The ND deer gun season opens Friday noon! :beer: 
Let's leave the usual depressing political nonsense and talk rifles, pistols, slugged shotguns, muzzleloader , bows, c rossbows, spears and throwing knives, hatchets and rocks! Well, guns at least!
Curious what everyone is planning to use.
I drew WT buck and bounce between my 7 mm 08 hand loaded with 120 grain Barnes ttsx, and my 300 WM with 165 gr ttsx I I hope a windy day and choose to sit in one of out shooting blinds offering a 3 - 400 yard across the windy canyon type shot!
I gave my Timney triggered talk driver .243 to my grandson in SD, but during a rare cleaning of my loading bench I found some ancient 70 grain semi pointed bullets for my Steyr double set triggered 22 - 250.. loaded the last of them up and much to my surprise they printed about an inch at 100 yards exactly where my 55 grain Hornadys printed. I've shot a lot of antelope and deer over the years with that now obsolete bullet (70 grain sort of stubby) but Speer discontinued them years ago!  
Curious what othe NDakoans or deer hunters everywhere are using, especially sniper Bruce. I heard he's been known to actually move AWAY from deer to make his shot even longer range! I'm a fair shot but not THAT good! 

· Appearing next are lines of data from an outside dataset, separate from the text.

PR #652, opened 2021-12-31
Use Globals.set_all instead of SetConnections.UpdateGlobal

ericzolf:
It is more logical to have set_all together with set and set_local.

A simple one, but it depends on #651 and will need to be rebased before it can be merged.


ericzolf:
I've deprecated  Globals.postset_regexp_local in the same PR to avoid one review, not very clean but who cares?

ericzolf:
A rather simple PR ready for your review...

dio4ev:
I haven't looked at PR #651 yet, but this one looks good from my side.

ericzolf:
Thanks!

I drew a muzzy tag this year and am torn between my Harpers Ferry flintlock (54 cal, same as Lewis and Clark used) and my run of the mill fifty Hawken with a patched round ball.
Archery? Because of a severe back injury and multiple surgeries I had to go to a Ten Point Crossbow a couple years ago. Threw away that stupid electronic sight. Makes it too easy, IMO! It shoots well, though hit a twig the other night and deflected. an arrow/bolt just over a real nice bucks back. Have to cut a few more shooting lanes. My Bad....


----------



## zogman (Mar 20, 2002)

*I am pretty old school. First rifle was a used Remington 721 24 inch barrel and a reworked trigger which made me think every rifle had a #3 crisp trigger. Boy was I fooled. Anyway it was chambered in 270 Winchester and as heavy as an 8 foot oak fence post. That was my go to gun for about 20 years. I still have a 270 but it is the first year Remington made a 270 in their model 700 Classic. I have alot of 140 gr Hornadys loaded with 58 1/2 grains of H4831. It groups well and holds together when it hits.
Haven't done much shooting over 300 yds. Only a couple at 400. I was lying down and so were they. 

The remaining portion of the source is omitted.